# Underwater or Zero G jujutsu



## Makalakumu (Apr 14, 2009)

http://www.pixi.com/~mcjitsu/mizujitsu/mizujitsu.html



> This UnderWater Safety & Self Defense Course has been developed at the suggestions of such diverse organizations as NASA (as part of a request for a "Weightless Environment Combat Course"), YWCA (additional training for Lifeguards and pool personnel) and professional Dive Shops (for Rescue Divers, Dive Masters, and Dive Instructors). Every year there are drownings and severe injuries due to panic or anger in the water. There are several courses taught to Lifeguards, and Scuba instructors through the YMCA, Red Cross, PADI, and other fine organizations, such as the Advanced Lifeguard and the PADI Rescue Diver training, but these only cover the very basics. This course takes that training several steps further, in an organized, safe, and well documented manner.



Interesting.  Fighting in Space!  Thoughts?


----------



## zDom (Apr 14, 2009)

Check out "Ender's Game" by Orson Scott Card. Fiction worth reading.

(The series that followed, not so much ... )


----------



## Makalakumu (Apr 14, 2009)

I've read that book.  This is real.  I met the instructor last night.  Has anyone heard of any similar courses?  Any experience?  Or is this original?


----------



## Flying Crane (Apr 14, 2009)

maunakumu said:


> http://www.pixi.com/~mcjitsu/mizujitsu/mizujitsu.html
> 
> 
> 
> Interesting. Fighting in Space! Thoughts?


 
I did read that on the link you had posted. As a former PADI scuba instructor, I do have a few thoughts.

First, I think the need for such a thing would be EXTREMELY limited. Like primarily for Navy SEAL teams and such, and I imagine they already have it covered. I just cannot see a need for underwater combatives. Outside of a limited number of professional/industrial diving occupations, scuba is largely a form of recreation. The vast number of people doing it are there for fun and entertainment, and the very nature of the sport ensures that only those with proper training in scuba are taking part in it. So what I'm saying is: the chance of getting "attacked" by another scuba enthusiast while out on a dive is virtually nil. I just don't believe it will happen. And those wristlocks and leg scissor holds aren't gonna work on the average tiger shark who mistakes a diver for a sea turtle in murkey water.

Second, I believe there was a photo attached to the article, showing a guy applying a wrist/elbow lock simultaneous with a leg scissors across another guy's neck, both wearing full scuba gear, including fins. In applying such a hold, particularly the leg scissors, I can't imagine how the poor victim would manage to keep his regulator in his mouth and his mask on his face. Most likely in a real situation, if someone tried to apply such techniques, either one or both combatants would lose their regulators and drown, if they didn't break apart and recover them. Kicking around someones head with scuba fins would easily dislodge the mask and regulator. That kind of thing can happen if you are simply following too closely behind your dive partner. Seems like that would really be the ultimate fighting strategy for scuba: dislodge his regulator and don't let him recover it or, better yet, use that little utility knife and cut his hoses. Or, dump his weights and grab his low pressure inflator and inflate his BCD and send him rocketing to the surface with a good case of the bends or a lung injury from the expanding air in his lungs, if it happens too quickly for him to exhale. Just hope he doesn't grab ahold of you and take you with him.
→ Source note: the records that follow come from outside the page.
PR #10186, opened 2023-09-22
[TSSDKv2][2/n] add Multi Ed25519 classes

0xjinn:
### Description

Note: This is stack on top of #10157

This PR adds the following classes

1. MultiEd25519PublicKey
2. MultiEd25519Signature

This version follows the same design as Python SDK

### Test Plan

jest test

PR #10210, opened 2023-09-25
[TSSDKv2][3/n] Account and AuthenticationKey Classes

0xjinn:
### Description

Note: This is the `3rd` stack of the whole work. Previous stack here -> #10186

This PR adds the Account and AuthenticationKey classes. Most of the thing stays the same as v1, but with some modification.

1. Account now holds the actual `PublicKey` and `PrivateKey` objects
2. `Verify` and `Sign` relies on the method the corresponding key
3. Using object as param

### Test Plan

Run all tests and make sure they all passes

### DIFF
--- a/ecosystem/typescript/sdk_v2/src/core/account.ts
+++ b/ecosystem/typescript/sdk_v2/src/core/account.ts
@@ -1,0 +1,150 @@
+// Copyright © Aptos Foundation
+// SPDX-License-Identifier: Apache-2.0
+
+import nacl from "tweetnacl";
+import * as bip39 from "@scure/bip39";
+import { AccountAddress } from "./account_address";
+import { Hex } from "./hex";
+import { bytesToHex } from "@noble/hashes/utils";
+import { HexInput } from "../types";
+import { PrivateKey, PublicKey, Signature } from "../crypto/ed25519";
+import { derivePath } from "../utils/hd-key";
+import { AuthenticationKey } from "../crypto/authentication_key";
+
+/**
+ * Class for creating and managing account on Aptos network
+ *
+ * Use this class to create accounts, sign transactions, and more.
+ * Note: Creating an account instance does not create the account onchain.
+ */
+export class Account {
+  /**
+   * A private key and public key, associated with the given account
+   */
+  readonly publicKey: PublicKey;
+  readonly privateKey: PrivateKey;
+
+  /**
+   * Account address associated with the account
+   */
+  readonly accountAddress: AccountAddress;
+
+  /**
+   * constructor for Account
+   *
+   * @param args.privateKey PrivateKey - private key of the account
+   * @param args.address AccountAddress - address of the account
+   *
+   * This method is private because it should only be called by the factory static methods.
+   * @returns Account
+   */
+  private constructor(args: { privateKey: PrivateKey; address: AccountAddress }) {
+    const { privateKey, address } = args;
+
+    // Derive the public key from the private key
+    const keyPair = nacl.sign.keyPair.fromSeed(privateKey.toUint8Array().slice(0, 32));
+    this.publicKey = new PublicKey({ hexInput: keyPair.publicKey });
+
+    this.privateKey = privateKey;
+    this.accountAddress = address;
+  }
+
+  /**
+   * Generate a new account with random private key and address
+   *
+   * @returns Account
+   */
+  static generate(): Account {
+    const keyPair = nacl.sign.keyPair();
+    const privateKey = new PrivateKey({ value: keyPair.secretKey.slice(0, 32) });
+    const address = new AccountAddress({ data: Account.authKey({ publicKey: keyPair.publicKey }).toUint8Array() });
+    return new Account({ privateKey, address });
+  }
+
+  /**
+   * Creates new account with provided private key
+   *
+   * @param args.privateKey Hex - private key of the account
+   * @returns Account
+   */
+  static fromPrivateKey(args: { privateKey: HexInput }): Account {
+    const privatekeyHex = Hex.fromHexInput({ hexInput: args.privateKey });
+    const keyPair = nacl.sign.keyPair.fromSeed(privatekeyHex.toUint8Array().slice(0, 32));
+    const privateKey = new PrivateKey({ value: keyPair.secretKey.slice(0, 32) });
+    const address = new AccountAddress({ data: Account.authKey({ publicKey: keyPair.publicKey }).toUint8Array() });
+    return new Account({ privateKey, address });
+  }
+
+  /**
+   * Creates new account with provided private key and address
+   * This is intended to be used for account that has it's key rotated
+   *
+   * @param args.privateKey Hex - private key of the account
+   * @param args.address AccountAddress - address of the account
+   * @returns Account
+   */
+  static fromPrivateKeyAndAddress(args: { privateKey: HexInput; address: AccountAddress }): Account {
+    const privatekeyHex = Hex.fromHexInput({ hexInput: args.privateKey });
+    const signingKey = nacl.sign.keyPair.fromSeed(privatekeyHex.toUint8Array().slice(0, 32));
+    const privateKey = new PrivateKey({ value: signingKey.secretKey.slice(0, 32) });
+    return new Account({ privateKey, address: args.address });
+  }
+
+  /**
+   * Creates new account with bip44 path and mnemonics,
+   * @param path. (e.g. m/44'/637'/0'/0'/0')
+   * Detailed description: {@link https://github.com/bitcoin/bips/blob/master/bip-0044.mediawiki}
+   * @param mnemonics.
+   * @returns AptosAccount
+   */
+  static fromDerivationPath(args: { path: string; mnemonic: string }): Account {
+    const { path, mnemonic } = args;
+    if (!Account.isValidPath({ path })) {
+      throw new Error("Invalid derivation path");
+    }
+
+    const normalizeMnemonics = mnemonic
+      .trim()
+      .split(/\s+/)
+      .map((part) => part.toLowerCase())
+      .join(" ");
+
+    const { key } = derivePath(path, bytesToHex(bip39.mnemonicToSeedSync(normalizeMnemonics)));
+
+    const signingKey = nacl.sign.keyPair.fromSeed(key.slice(0, 32));
+    const privateKey = new PrivateKey({ value: signingKey.secretKey.slice(0, 32) });
+    const address = new AccountAddress({ data: Account.authKey({ publicKey: signingKey.publicKey }).toUint8Array() });
+
+    return new Account({ privateKey, address });
+  }
+
+  /**
+   * Check's if the derive path is valid
+   */
+  static isValidPath(args: { path: string }): boolean {
+    return /^m\/44'\/637'\/[0-9]+'\/[0-9]+'\/[0-9]+'+$/.test(args.path);
+  }
+
+  /**
+   * This key enables account owners to rotate their private key(s)
+   * associated with the account without changing the address that hosts their account.
+   * See here for more info: {@link https://aptos.dev/concepts/accounts#single-signer-authentication}
+   * @returns Authentication key for the associated account
+   */
+  static authKey(args: { publicKey: HexInput }): Hex {
+    const publicKey = new PublicKey({ hexInput: args.publicKey });
+    const authKey = AuthenticationKey.fromPublicKey({ publicKey });
+    return authKey.data;
+  }
+
+  sign(data: HexInput): Signature {
+    const signature = this.privateKey.sign({ message: data });
+    return signature;
+  }
+
+  verifySignature(message: HexInput, signature: HexInput): boolean {
+    const rawMessage = Hex.fromHexInput({ hexInput: message }).toUint8Array();
+    const rawSignature = Hex.fromHexInput({ hexInput: signature }).toUint8Array();
+    return this.publicKey.verifySignature({ data: rawMessage, signature: rawSignature });
+  }
+}
--- a/ecosystem/typescript/sdk_v2/src/core/account.ts
+++ b/ecosystem/typescript/sdk_v2/src/core/account.ts
@@ -7,9 +7,10 @@ import { AccountAddress } from "./account_address";
 import { Hex } from "./hex";
 import { bytesToHex } from "@noble/hashes/utils";
 import { HexInput } from "../types";
-import { PrivateKey, PublicKey, Signature } from "../crypto/ed25519";
+import { PrivateKey, PublicKey, Signature } from "../crypto/asymmetric_crypto";
 import { derivePath } from "../utils/hd-key";
 import { AuthenticationKey } from "../crypto/authentication_key";
+import { Ed25519PrivateKey, Ed25519PublicKey, Ed25519Signature } from "../crypto/ed25519";
 
 /**
  * Class for creating and managing account on Aptos network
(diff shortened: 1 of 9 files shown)


ecosystem/typescript/sdk_v2/src/core/account.ts
```diff
@@ -0,0 +1,150 @@
...
+  private constructor(args: { privateKey: PrivateKey; address: AccountAddress }) {
+    const { privateKey, address } = args;
+
+    // Derive the public key from the private key
+    const keyPair = nacl.sign.keyPair.fromSeed(privateKey.toUint8Array().slice(0, 32));
+    this.publicKey = new PublicKey({ hexInput: keyPair.publicKey });
+
+    this.privateKey = privateKey;
+    this.accountAddress = address;
+  }
```
gregnazario, line 50: This is tied to an Ed25519 key, it should probably take in some interface supporting multiple types of keys.  Otherwise, it doesn't support MultiEd25519, secpk etc.

gregnazario (commented):
Can we see if we can provide some sort of interfacing that will support multiple signing schemes on the account?  That way we can support immediately Ed25519, MultiED25519, and extend to other schemes as well.

We should also look into multiple ways to derive account addresses for things like objects

ecosystem/typescript/sdk_v2/src/core/account.ts
```diff
@@ -0,0 +1,150 @@
...
+  /**
+   * constructor for Account
+   *
+   * @param args.privateKey PrivateKey - private key of the account
+   * @param args.address AccountAddress - address of the account
+   *
+   * This method is private because it should only be called by the factory static methods.
+   * @returns Account
+   */
+  private constructor(args: { privateKey: PrivateKey; address: AccountAddress }) {
```
0xmaayan, line 41: TIL

ecosystem/typescript/sdk_v2/src/core/account.ts
```diff
@@ -0,0 +1,150 @@
...
+   */
+  static generate(): Account {
+    const keyPair = nacl.sign.keyPair();
+    const privateKey = new PrivateKey({ value: keyPair.secretKey.slice(0, 32) });
+    const address = new AccountAddress({ data: Account.authKey({ publicKey: keyPair.publicKey }).toUint8Array() });
+    return new Account({ privateKey, address });
+  }
+
+  /**
+   * Creates new account with provided private key
```
0xmaayan, line 65: maybe?
```suggestion
   * Retrieves an account with provided private key
```
as we dont really create a new account

ecosystem/typescript/sdk_v2/src/core/account.ts
```diff
@@ -0,0 +1,150 @@
...
+  static fromPrivateKey(args: { privateKey: HexInput }): Account {
+    const privatekeyHex = Hex.fromHexInput({ hexInput: args.privateKey });
+    const keyPair = nacl.sign.keyPair.fromSeed(privatekeyHex.toUint8Array().slice(0, 32));
+    const privateKey = new PrivateKey({ value: keyPair.secretKey.slice(0, 32) });
+    const address = new AccountAddress({ data: Account.authKey({ publicKey: keyPair.publicKey }).toUint8Array() });
+    return new Account({ privateKey, address });
+  }
+
+  /**
+   * Creates new account with provided private key and address
```
0xmaayan, line 79: same

ecosystem/typescript/sdk_v2/src/core/account.ts
```diff
@@ -0,0 +1,150 @@
...
+   * See here for more info: {@link https://aptos.dev/concepts/accounts#single-signer-authentication}
+   * @returns Authentication key for the associated account
+   */
+  static authKey(args: { publicKey: HexInput }): Hex {
+    const publicKey = new PublicKey({ hexInput: args.publicKey });
+    const authKey = AuthenticationKey.fromPublicKey({ publicKey });
+    return authKey.data;
+  }
+
+  sign(data: HexInput): Signature {
```
0xmaayan, line 140: can we add comments for those two functions

ecosystem/typescript/sdk_v2/src/crypto/authentication_key.ts
```diff
@@ -0,0 +1,102 @@
...
+import { sha3_256 as sha3Hash } from "@noble/hashes/sha3";
+import { AccountAddress, Hex } from "../core";
+import { HexInput } from "../types";
+import { MultiPublicKey } from "./multi_ed25519";
+import { PublicKey } from "./ed25519";
+
+/**
+ * Each account stores an authentication key. Authentication key enables account owners to rotate
+ * their private key(s) associated with the account without changing the address that hosts their account.
+ * @see {@link * https://aptos.dev/concepts/accounts | Account Basics}
```
0xmaayan, line 13:
```suggestion
 * @see {@link https://aptos.dev/concepts/accounts | Account Basics}
```

ecosystem/typescript/sdk_v2/src/core/account.ts
0xjinn: Yeah I see there is an active new scheme `secp256k1` being added now. Will try to sync up more closely with what @davidiw had on `asymmetric_keys` - https://github.com/aptos-labs/aptos-core/pull/10200

ecosystem/typescript/sdk_v2/src/core/account.ts
0xjinn: Hmm, "Retrieves" feels weird to me. I can add a note to indicate - This does not actually creates an account on-chain.

0xmaayan: yea.. well nothing really creates account on chain lol
Maybe something like derive an account from a private key?

0xjinn: `Derive an account` - I like it!

ecosystem/typescript/sdk_v2/src/core/account.ts
0xjinn: Updated to args to be an abstract class of `PrivateKey`

ecosystem/typescript/sdk_v2/src/core/account.ts
```diff
@@ -0,0 +1,168 @@
...
+ *
+ * Use this class to create accounts, sign transactions, and more.
+ * Note: Creating an account instance does not create the account onchain.
+ */
+export class Account {
+  /**
+   * A private key and public key, associated with the given account
+   */
+  readonly publicKey: PublicKey;
+  readonly privateKey: PrivateKey;
```
gregnazario, line 26: Note the private key doesn't apply to the MultiEd25519.

This is a little weird where we'd probably want the ability to have an account that is either:

1. A single key account -> which can sign directly there with the private key
2. A non-signable multi-sig account -> which you can verify, but not sign, and won't have a private key.
3. Future will have passkeys or other types of accounts, which also may not have all the private information directly.

Additionally, for generated docs, let's try to put the comments above each item individually.

Let's roll with this for right now, but we need to clean this up probably mid next week to ensure there's a way to handle signatures with non single private key accounts.

ecosystem/typescript/sdk_v2/src/core/account.ts
```diff
@@ -0,0 +1,168 @@
...
+   * TODO: This constructor uses the nacl library directly, which only works with ed25519 keys.
+   * Need to update this to use the new crypto library if new schemes are added.
+   *
+   * @param args.privateKey PrivateKey - private key of the account
+   * @param args.address AccountAddress - address of the account
+   *
+   * This method is private because it should only be called by the factory static methods.
+   * @returns Account
+   */
+  private constructor(args: { privateKey: PrivateKey; address: AccountAddress }) {
```
0xjinn, line 45: I am thinking of modifying this to 

`private constructor(args: { privateKey: PrivateKey; publicKey: PublicKey; address: AccountAddress })`

So we don't have to worry about schemes. All properties will just get assigned directly.

gregnazario: We should probably add a PrivateKey -> PublicKey function on the PrivateKey.  The great thing about asymmetrical key cryptography, is the public key should be derivable from the private key.

You will want to add an optional publicKey though for MultiEd25519

ecosystem/typescript/sdk_v2/src/core/account.ts
```diff
@@ -0,0 +1,168 @@
...
+    const { privateKey, address } = args;
+
+    // Derive the public key from the private key
+    const keyPair = nacl.sign.keyPair.fromSeed(privateKey.toUint8Array().slice(0, 32));
+    this.publicKey = new Ed25519PublicKey({ hexInput: keyPair.publicKey });
```
gregnazario, line 50: Yeah, this is still tied to Ed25519. Can we add the derive function?

ecosystem/typescript/sdk_v2/src/core/account.ts
```diff
@@ -0,0 +1,168 @@
...
+   * Derives an account with random private key and address
+   *
+   * @returns Account
+   */
+  static generate(): Account {
+    const keyPair = nacl.sign.keyPair();
+    const privateKey = new Ed25519PrivateKey({ value: keyPair.secretKey.slice(0, 32) });
+    const address = new AccountAddress({ data: Account.authKey({ publicKey: keyPair.publicKey }).toUint8Array() });
+    return new Account({ privateKey, address });
+  }
```
gregnazario, line 66: We should probably change this to either `generate_ed25519` or we can take in some sort of option that provides a scheme.

ecosystem/typescript/sdk_v2/src/core/account.ts
```diff
@@ -0,0 +1,168 @@
...
+   * @param args.privateKey Hex - private key of the account
+   * @param args.address AccountAddress - address of the account
+   * @returns Account
+   */
+  static fromPrivateKeyAndAddress(args: { privateKey: HexInput; address: AccountAddress }): Account {
+    const privatekeyHex = Hex.fromHexInput({ hexInput: args.privateKey });
+    const signingKey = nacl.sign.keyPair.fromSeed(privatekeyHex.toUint8Array().slice(0, 32));
+    const privateKey = new Ed25519PrivateKey({ value: signingKey.secretKey.slice(0, 32) });
+    return new Account({ privateKey, address: args.address });
+  }
```
gregnazario, line 95: These can probably be a single one with an optional address (unless we had direct feedback that it was confusing).

Additionally, this would be prime for the derive public key, and all.

ecosystem/typescript/sdk_v2/src/core/account.ts
```diff
@@ -0,0 +1,168 @@
...
+
+  /**
+   * Derives an account with bip44 path and mnemonics,
+   *
+   * @param path. (e.g. m/44'/637'/0'/0'/0')
+   * Detailed description: {@link https://github.com/bitcoin/bips/blob/master/bip-0044.mediawiki}
+   * @param mnemonics.
+   * @returns AptosAccount
+   */
```
gregnazario, line 104: Should mention this is for ed25519, or we rename it somehow.

ecosystem/typescript/sdk_v2/src/crypto/authentication_key.ts
```diff
@@ -0,0 +1,104 @@
...
+ */
+export class AuthenticationKey {
+  // Length of AuthenticationKey in bytes(Uint8Array)
+  static readonly LENGTH: number = 32;
+
+  // Scheme identifier for MultiEd25519 signatures used to derive authentication keys for MultiEd25519 public keys
+  static readonly MULTI_ED25519_SCHEME: number = 1;
+
+  // Scheme identifier for Ed25519 signatures used to derive authentication key for MultiEd25519 public key
+  static readonly ED25519_SCHEME: number = 0;
```
gregnazario, line 27: Note that a full list of schemes is here: https://github.com/aptos-labs/aptos-core/blob/c2c8ce30f39c6bf1e69b4db01d47c64e6c9a3cfd/types/src/transaction/authenticator.rs#L349-L365

I'd probably put them in numerical order

ecosystem/typescript/sdk_v2/src/crypto/authentication_key.ts
```diff
@@ -0,0 +1,104 @@
...
+  static fromPublicKey(args: { publicKey: PublicKey }): AuthenticationKey {
+    const { publicKey } = args;
+    const pubKeyBytes = publicKey.toUint8Array();
+
+    const bytes = new Uint8Array(pubKeyBytes.length + 1);
+    bytes.set(pubKeyBytes);
+    bytes.set([AuthenticationKey.ED25519_SCHEME], pubKeyBytes.length);
+
+    const hash = sha3Hash.create();
+    hash.update(bytes);
```
gregnazario, line 90: Nit, could reduce duplicate code to a separate function with a different scheme, since all auth keys are derived the same way.

gregnazario (approved):
It's still pretty tied to single Ed25519, but I would say to unblock the rest of testing, we'll get it through like this.

We should follow up and fix it to be less specific

ecosystem/typescript/sdk_v2/tests/unit/authentication_key.test.ts
```diff
@@ -0,0 +1,49 @@
...
+    });
+
+    const authKey = AuthenticationKey.fromMultiPublicKey({ multiPublicKey: pubKeyMultiSig });
+    expect(authKey).toBeInstanceOf(AuthenticationKey);
+    expect(authKey.data.toString()).toEqual("0xa81cfac3df59920593ff417b45fc347ead3d88f8e25112c0488d34d7c9eb20af");
+  });
+
+  it("should derive an AccountAddress from AuthenticationKey with same string", () => {
+    const authKey = new AuthenticationKey({ data: ed25519.authKey });
+    const accountAddress = authKey.derivedAddress();
```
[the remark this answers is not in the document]
davidiw: It is accountAddress though... my reading was the derivedAddress was due to it being a portion of the auth key. Mind you, it isn't saying that public key is at that account address, it is just the value computed as an account address.

ecosystem/typescript/sdk_v2/src/core/account.ts
0xjinn: Yeah, this was the part where I spent the most time thinking on how to optimize the design, in order to be less confusing and complex.

At the end, I feel like if we want to accommodate all the scenarios, this class might start to get a bit complicate very quickly.

ecosystem/typescript/sdk_v2/src/core/account.ts
0xjinn: If this is multisig account, then we probably don't have private key and cannot derive the public.

Maybe I will just have a optional privateKey in this case.

`private constructor(args: { privateKey?: PrivateKey; publicKey: PublicKey; address: AccountAddress })`

ecosystem/typescript/sdk_v2/src/core/account.ts
0xjinn: Good one! I think taking in a scheme make sense. And probably default to ed25519 if not provided.

ecosystem/typescript/sdk_v2/src/crypto/authentication_key.ts
0xjinn: I will add a scheme enum to TS SDK.

0xjinn:
> It's still pretty tied to single Ed25519, but I would say to unblock the rest of testing, we'll get it through like this.
> 
> We should follow up and fix it to be less specific

Yeah, I believe many of the Phase 1 stuff are depending on the Account class. Lets get this in. I will have another PR to patch and fix all of the remaining comments.

gregnazario:
This looks like an unrelated failure.  I'm ninja landing this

My point being that getting into a combat situation in full scuba gear would be extremely awkward and dangerous for both parties. Just a whole lot to go wrong with the equipment and the dangers of being at depth that could cause the fight to end indecisively, or with the demise of both parties. And as I mentioned above, I just don't believe that ANYBODY (Navy SEALS and such excepted) would ever need the skills.

So maybe they use scuba gear simply to have more time underwater to train, with the real idea being that you would probably not actually be using scuba if you needed to use these skills. I dunno what kind of situation that would be. I suppose if I come to Hawaii for a vacation and I'm swimming in the water, some guy might swim out and drown me, but I find the notion to be extremely unlikely. And as I mentioned about the issues with the gear, it wouldn't make sense to train that way if the intended use is actually without the gear. It's just a completely different situation to be in the water with scuba gear, vs. swimming without gear. 

When I first saw the link I thought it might be a neat idea. But the more I thought about it, I realized it just didn't make much sense.  I think that even training in these techniques could be extremely dangerous.


----------



## Flying Crane (Apr 14, 2009)

another thought: from what I read on the website, it seems this guy is not a scuba instructor. He may be an expert in jiujitsu, but before trying to get creative in teaching his own courses involving scuba, he should at be at least the level of an Open Water Instructor with one of the major scuba agencies like PADI. Preferably he should reach a level higher than Open Water Instructor, something like Master Scuba Diver Traininer, or Master Instructor or higher, so that he has a lot of experience teaching in the scuba environment.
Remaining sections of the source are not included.